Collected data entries
PR #118, opened 2021-07-11
[sw/example] add common.mk

umarcor:
In order to reduce the maintenance burden of the `sw/example/**/makefile` files, in this PR `sw/example/common.mk` is created, and it is included by all the others.


stnolting:
Good one! I always wanted to simplify that because the current structure requires to change every single makefile if there are new flags to be added. :+1:

I will move `common.mk` to `sw/common` and adapt all the references. I think this is more straightforward. And there already is a makefile in `sw/example` so let's keep things simple.

Also I think that **all** software projects should reference the central makefile - so also the bootloader and the freeRTOS demo. There are some minor edits required in order to pass the correct flags but I will do that.

What do you think? Are you ok with this?

umarcor:
> I will move `common.mk` to `sw/common` and adapt all the references. I think this is more straightforward. And there already is a makefile in `sw/example` so let's keep things simple.

I had some further enhancements in branch https://github.com/umarcor/neorv32/tree/sw-common-mv, because I expected to have this PR merged as is, and discuss those afterwards. Anyway, I now rebased that branch on top of the commits you pushed here, and then updated this PR.

> Also I think that **all** software projects should reference the central makefile - so also the bootloader and the freeRTOS demo. There are some minor edits required in order to pass the correct flags but I will do that.

I did that in `sw/bootloader/makefile` too. Not with freeRTOS. Now, both of them use the common.mk,  after your changes.
 
> What do you think? Are you ok with this?

I would prefer some time to reply to these type of proposals.... I saw the notification, I came to the computer, but by the time I sat down you had already pushed to this PR/branch!
Nevertheless, this is not a complex conflict, so I fixed it.

The main difference is that I `mv sw/common/* sw/`. Since the are three common files only (two plus the new `common.mk`), I don't think it's worth that additional subdirectory.

stnolting:
> I would prefer some time to reply to these type of proposals.... I saw the notification, I came to the computer, but by the time I sat down you had already pushed to this PR/branch!
Nevertheless, this is not a complex conflict, so I fixed it.

Sorry for that 😅 

> The main difference is that I mv sw/common/* sw/. Since the are three common files only (two plus the new common.mk), I don't think it's worth that additional subdirectory.

I think it is cleaner to have linker script, start-up code and main makefile combined in one folder. Especially because there will be at least one `*.o` file generated there. What do you think?

umarcor:
> Sorry for that 😅

No worries :wink: This was an easy conflict 😄 

> I think it is cleaner to have linker script, start-up code and main makefile combined in one folder. Especially because there will be at least one `*.o` file generated there. What do you think?

There will be five files at most:

- `common.mk`
- `crt0.S`
- `crt0.S.o`
- `neorv32.ld`
- `README`

I believe that `common.mk` is now as important as README.md. In fact, given the content we have currently in the README, I would probably propose removing it and writing that at the top of `common.mk`. So, `common.mk` would contain the sequence of targets for most software apps, along with an explanation about which need a particular procedure. Then, there would be 2-3 files "additional" files in the root (`sw/`) which are used by all the software applications indeed.

Anyway, I will reorder the commits, so you can remove the last.

stnolting:
> I believe that common.mk is now as important as README.md. In fact, given the content we have currently in the README, I would probably propose removing it and writing that at the top of common.mk. So, common.mk would contain the sequence of targets for most software apps, along with an explanation about which need a particular procedure. Then, there would be 2-3 "additional" files in the root (sw/) which are used by all the software applications indeed.

I see what you mean.

I just wanted to keep things at a simple level. Beginners do not need to interact with the main makefile, the start-up code or the linker script. So these are "insulated" in a specific folder. Furthermore, there might be several versions of the start-up code and the linker script some day - each one optimized for a certain "abstract setup".

(Sorry for being pedantic sometimes - I just like having files only in leaf directories :smile:)

I think the README is good here, because it gives you a brief overview - especially if you are browsing through the repository on GitHub. The makefile provides a help target that should give some basic information for all target. So I would not put to much information here, because it is all in the data sheet.

umarcor:
Convinced! I will change it when I rebase this after #117 is merged.

umarcor:
This is now rebased and all the common files are kept in `sw/common`, as discussed. CI is running: https://github.com/umarcor/neorv32/actions/runs/1023399339

umarcor:
CI passed successfully.

stnolting:
Great thanks!

PR #1205, opened 2025-03-14
[rtl/sw] Add twd dummy byte, add twd bootloader and smaller fixes

LukasP46:
Moved from #1173.

- Add twd dummy register to allow continuous reading of same byte as host when enabled
- Add hide read option to only ACK on Address when TX Fifo is not empty
- Always NACK during the transfer, if the FIFO is full
- Separate TWD TX and RX Fifo depth generics
- Add twd option to bootloader

Tested only on release 1.10.9


Unike267:
Hi!

Please don't take this the wrong way, but in my opinion, each change should be in a separate commit with a clear message that describes it.

[How write a good commit message](https://github.com/torvalds/subsurface-for-dirk/blob/master/README.md#contributing)

Eighteen files changed, with several modifications in each, all in a single commit, makes for a very messy workaround.

I wanted to review the pull request but didn’t proceed because it was too chaotic.

Sometimes commit messages are almost as important as the code changes themselves.

I want to clarify that I am not belittling your work at all. On the contrary, open source is built through the continuous contributions of the community.

I hope you take my constructive criticism positively. :heart: 

Cheers!

LukasP46:
Hi there!

> Each change should be in a separate commit with a clear message that describes it.

I totally agree, and usually do. Unfortunately, I am currently using an old version of the processor and have to create an extra branch with the changes for the upstream. While this may change in the future, it would currently take some time to put each change into a separate commit. That's what I would do if the changes documented here didn't exist: #1173.

But I have to admit that this is mostly useful for @stnolting and me, and not really for reviewing this standalone. I create a new branch with separate commits if @stnolting agrees that this is too messy.

Unike267:
Thanks so much, Lukas!

I thought about not saying anything in case you got upset :sweat_smile: , but I really wanted to see/understand your improvement.

stnolting:
> Please don't take this the wrong [...]

I think that's a good point. Even if I have to admit that I do exactly the same thing far too often myself... 🙈

Anyway, you're right. Sometimes things are changing here pretty fast and also with brekaing changes. So it's quite helpful if the commit messages give an overview of what has actually changed (and why).

So it would be great if you could split the changes across multiple commits. Individual PRs are not necessary in my opinion.

PR #1209, opened 2025-03-16
docs: datasheet: cpu: fix name for the "A" ISA extension

henrikbrixandersen:
Fix the name for the "A" (Atomic memory instructions) ISA extension in the instruction set extensions table.


stnolting:
Thanks for fixing!

stnolting (approved):

PR #1212, opened 2025-03-19
build: rebuild exe when header files change

ecstrema:
Because the headers were not declared as dependencies of the elf, make was not detecting changes to them. This adds an optional configuration option for header files (APP_HEADERS), that makes make rebuild the executables when the header files change.


ecstrema:
We might also want to add the line

```makefile
#APP_HEADERS += $(wildcard ./*.h)
```

to the examples.

ecstrema:
A better way to do this might be to use

```makefile
	@$(CC) $(NEO_CFLAGS) -I $(NEORV32_INC_PATH) $(APP_INC) -MMD -MP -MF $(BUILD_DIR)/$*.d -MT $*.c.o $<
```

to generate a dependencies file. This dependencies file tells which c files depends on which .h file, and we can then have make recompile the c file only when the headers it depends on have changed.

However, I think this is currently overkill, and the current way works fine.

ecstrema:
I must also admit that my knowledge of make is not sufficient to do it that way without losing too much time.

ecstrema:
I added a second commit which fixes the second part of the debug output: 

```
File '../../libs/neorv32/sw/image_gen/image_gen' does not exist.
  Must remake target '../../libs/neorv32/sw/image_gen/image_gen'.
Compiling image generator...
  Successfully remade target file '../../libs/neorv32/sw/image_gen/image_gen'.
```

stnolting:
Great idea! Thanks for adding this!

Could please also add `APP_HEADERS` to the makefile's documentation (https://github.com/stnolting/neorv32/blob/main/docs/datasheet/software.adoc#14-application-makefile)?

sw/common/common.mk
```diff
@@ -121,6 +121,9 @@ CC_HOST = gcc -Wall -O -g
 
 # NEORV32 executable image generator
 IMAGE_GEN = $(NEORV32_EXG_PATH)/image_gen
+ifeq ($(OS),Windows_NT)
```
stnolting, line 124: :+1:

stnolting:
Ah right, I did not see that.

Looks good to me! :+1:

stnolting (approved):

Issue #1221, opened 2025-04-01
PWM prescaler value ignored


henrikbrixandersen:
**Describe the bug**
The value of the 3-bit PWM clock prescaler is ignored. PWM frequency only depends on fmain and the 10-bit PWM clock divider value. 

This is the formula for calculating the PWM frequency given in the datasheet: 
> fPWM[Hz] = fmain[Hz] / (2^8 * clock_prescaler * (1 + PWM_CFG_CDIV))

This seems to be the formula matching the implemented functionality:
> fPWM[Hz] = fmain[Hz] / (2^8 * 1 * (1 + PWM_CFG_CDIV))

**To Reproduce**
Running the UP5kdemo on the iCEBreaker FPGA board with Fmain set to 18 MHz, PWM CDIV set to 0 result in a PWM frequency of ~70.3 kHz regardless of the 3-bit PWM prescaler value.

This can be reproduced by setting the relevant PWM channel configuration register to 0x80000080.

**Expected behavior**
The 3-bit PWM prescaler value should take effect.

**Screenshots**

**Environment:**
 - OS: Ubuntu Linux
 - GCC Version: riscv64-zephyr-elf-gcc (Zephyr SDK 0.17.0) 12.2.0
 - Libraries used: Zephyr, picolibc

**Hardware:**
 - Hardware version: 1.11.2.0
 - Implemented CPU extensions, peripherals: `rtl/processor_templates/neorv32_ProcessorTop_UP5KDemo.vhd`
 - Hardware modifications: None

**Additional context**
Found while implementing a Zephyr RTOS PWM driver for the NEORV32.

PR #1222, opened 2025-04-01
:bug: fix PWM prescaler

stnolting:
Fixing #1221 by @henrikbrixandersen


henrikbrixandersen:
@stnolting Thanks! I can confirm the fix is working here.

stnolting:
@Unike267 

Yep. AI is now everywhere... But (un)fortunately Copilot does not understand HDL (yet). 😅

@henrikbrixandersen

Great to hear! Thanks for the feedback!

PR #1225, opened 2025-04-05
Minor rtl edits and optimizations

stnolting:
* a bus access exception will be raised when accessing unavailable CLINT registers
* fix typo in XBUS-to-AHB-Lite bridge rtl code
* rework CPU front-end code
* code cleanups

### DIFF
--- a/rtl/core/neorv32_clint.vhd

- WHAT TO PRODUCE
Show the lines of the records above that mention "understand".

- SOLUTION FOR THIS EXERCISE
I thought about not saying anything in case you got upset :sweat_smile: , but I really wanted to see/understand your improvement.
Yep. AI is now everywhere... But (un)fortunately Copilot does not understand HDL (yet). 😅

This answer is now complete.